Tuesday, February 21, 2017

Raza's Hey Ram


Raza's Mahatma runs a Vandana Kalra piece in The Indian Express (Feb. 22, 2017) on Raza putting paint on Gandhi. A canvas Hey Ram held me in the morning. There is a brown border - his stick? Was Gandhi upset with Ram or loved Ram when the Godse bullet was doing its job. Was his Ram, the Ramayana Ram? Or Ram a street name for his inhuman, compassionate chase? Maybe me am going mad. But that's what Gandhi does me. Every one has her and his Gandhi; me quarrels, hates and loves him not by turns but spurts; but Gandhi me has not been able to put out of me.
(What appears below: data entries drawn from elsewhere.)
PR #1589, opened 2026-05-27
Add biadjacency matrix helpers

### LINKED ISSUE #1412: Add networkx's `from_biadjacency_matrix` and `biadjacency_matrix`

In NetworkX, I can create a graph based on a bipartite adjacency matrix using the [`from_biadjacency_matrix`](https://networkx.org/documentation/stable/reference/algorithms/generated/networkx.algorithms.bipartite.matrix.from_biadjacency_matrix.html) function. Rustwork currently has no such functionality. Similarly, I cannot create a biadjacency matrix from a graph.

This would be tremendously helpful in applications where I have information on edges between two set of graph nodes stored in a non-sqaure matrix (=biadjacency matrix).

spital:
Fixes https://github.com/Qiskit/rustworkx/issues/1412

## Summary

This adds dense NumPy biadjacency matrix support for both graph types:

- `PyGraph.from_biadjacency_matrix()`
- `PyDiGraph.from_biadjacency_matrix()`
- `rustworkx.graph_biadjacency_matrix()`
- `rustworkx.digraph_biadjacency_matrix()`

For an input matrix with shape `(m, n)`, the constructors create `m + n` nodes, with row nodes first and column nodes second. Non-null entries create edges between the corresponding row an
d column nodes; for `PyDiGraph`, those edges are directed from row nodes to column nodes.

The output functions take explicit row and column node-index orders. These orders must contain existing node indices, must not contain duplicates, and must be disjoint. Parallel edges supp
ort the same `sum`, `min`, `max`, and `avg` reductions as the existing adjacency matrix helpers.

## Why

Issue #1412 requested NetworkX-like biadjacency matrix functionality for non-square bipartite matrix workflows. This fills that API gap while keeping the behavior explicit for rustworkx no
de-index based graphs.

## Notes for reviewers

- Added tests for construction, non-zero and `NaN` null values, dtype validation, empty dimensions, directed edge directionality, undirected reverse-edge handling, parallel-edge reductions
, invalid `parallel_edge`, missing/removed node indices, duplicate orders, overlapping orders, and empty output orders.
- Added type stubs, API docs entries, and a release note.
- Includes a small clippy-only cleanup in `rustworkx-core/src/planar/lr_planar.rs` so current `cargo clippy -D warnings` passes.

## Checks run

- `git diff --check`
- `cargo fmt --all -- --check`
- `cargo check --workspace --all-features`
- `cargo clippy --workspace --all-targets --all-features -- -D warnings`
- `nox -e lint`
- `nox -e stubs`
- `nox -e test -- adjacency_matrix` — 85 passed
- `nox -e test` — 2410 run, 2399 passed, 11 skipped


rustworkx-core/src/planar/lr_planar.rs
```diff
@@ -280,13 +280,11 @@ where
...
                 self.lowpt_2.insert(ei, w_height);
             }
-            DfsEvent::BackEdge(v, w, _) => {
-                // do *not* consider ``(v, w)`` as a back edge if ``(w, v)`` is a tree edge.
-                if Some(&(w, v)) != self.eparent.get(&v) {
-                    let ei = (v, w);
-                    self.lowpt.insert(ei, self.height[&w]);
-                    self.lowpt_2.insert(ei, self.height[&v]);
-                }
+            // do *not* consider ``(v, w)`` as a back edge if ``(w, v)`` is a tree edge.
```
IvanIsCoding: Remove this diff it's unrelated to the PR

releasenotes/notes/add-biadjacency-matrix-1412.yaml
```diff
@@ -0,0 +1,8 @@
+---
+features:
+  - |
+    Added :meth:`~rustworkx.PyGraph.from_biadjacency_matrix`,
+    :meth:`~rustworkx.PyDiGraph.from_biadjacency_matrix`,
+    :func:`~rustworkx.graph_biadjacency_matrix`, and
+    :func:`~rustworkx.digraph_biadjacency_matrix` for dense NumPy
```
IvanIsCoding: So document the individual methods for the `PyDiGraph` and `PyGraph` methods (e.g. `from_biadjacency_matrix` have different documentation entries). But for `biadjacency_matrix`, you should only note it once in the release with the universal function you are missing.

rustworkx/__init__.pyi
```diff
@@ -100,6 +100,8 @@ from .rustworkx import graph_condensation as graph_condensation
 from .rustworkx import weakly_connected_components as weakly_connected_components
 from .rustworkx import digraph_adjacency_matrix as digraph_adjacency_matrix
 from .rustworkx import graph_adjacency_matrix as graph_adjacency_matrix
+from .rustworkx import digraph_biadjacency_matrix as digraph_biadjacency_matrix
```
IvanIsCoding, line 103: A reminder to:
1. Add a universal function with `@_rustworkx_dispatch` that works with both graph types
2. Document that function stub here

src/connectivity/mod.rs
```diff
@@ -734,6 +734,178 @@ pub fn digraph_adjacency_matrix<'py>(
...
+fn apply_biadjacency_edge(
+    matrix: &mut Array2<f64>,
+    parallel_edge_count: &mut HashMap<[usize; 2], usize>,
+    row: usize,
+    column: usize,
+    edge_weight: f64,
+    parallel_edge_fn: ParallelEdgeFn,
+) {
+    let key = [row, column];
+    let count = parallel_edge_count.entry(key).or_insert(0);
```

Started on him in Calcutta, a city, which never seeded him. In the family none liked him with devout Appa violently disliking him. And then in Bombay lugged him around with trips to Laburnum Road with its laburnum trees and bright yellow flowers. This morning, the Old Stick made sense after an edit piece by Pratap Bhanu Mehta: Our injustice system. 'Mohammad Fazli, Rafiq Shah. The list of proper names now victimised by possible bias in our criminal justice system, over and beyond its usual pathologies, is growing. The prime minister has converted UP into a contest for secularism......The context, intent and rhetoric are nothing of the sort..... When will we have a criminal justice system that is fair, just, impartial and efficient?' asks Mehta. Me does not know. Me only confesses to Gandhi hurting me afternoon naps and night sleeps; watching a 2016 film Loving, directed by Jeff Nichols. A white man marries a black woman. Illegal says every law. Case goes up to Supreme Court. Lawyers ask Lovings whether they want to attend the proceedings. They say no. Richard Loving tells the lawyers: Tell them I love my wife. The Supreme Court scraps state laws banning inter-racial marriage. A lovable film will little emotional muck. Ruth Negga as Mildred Loving understates her case like husband Richard Loving. At best he dialogues with a few Yeahs. No blow ups. In India it will not happen. Lets be honest. Can a Hindu marry a Muslim in peace?  Can a Brahmin marry a non-brahmin? In me extended family, there is an instance and the two have been loving each other. Morning lay upset. Set aside the paper after filing away Raza and Mehta. Watched sparrows on the windows beaking Britannia Marie and dipping into water in a glass vase holding a money plant. The upset eased.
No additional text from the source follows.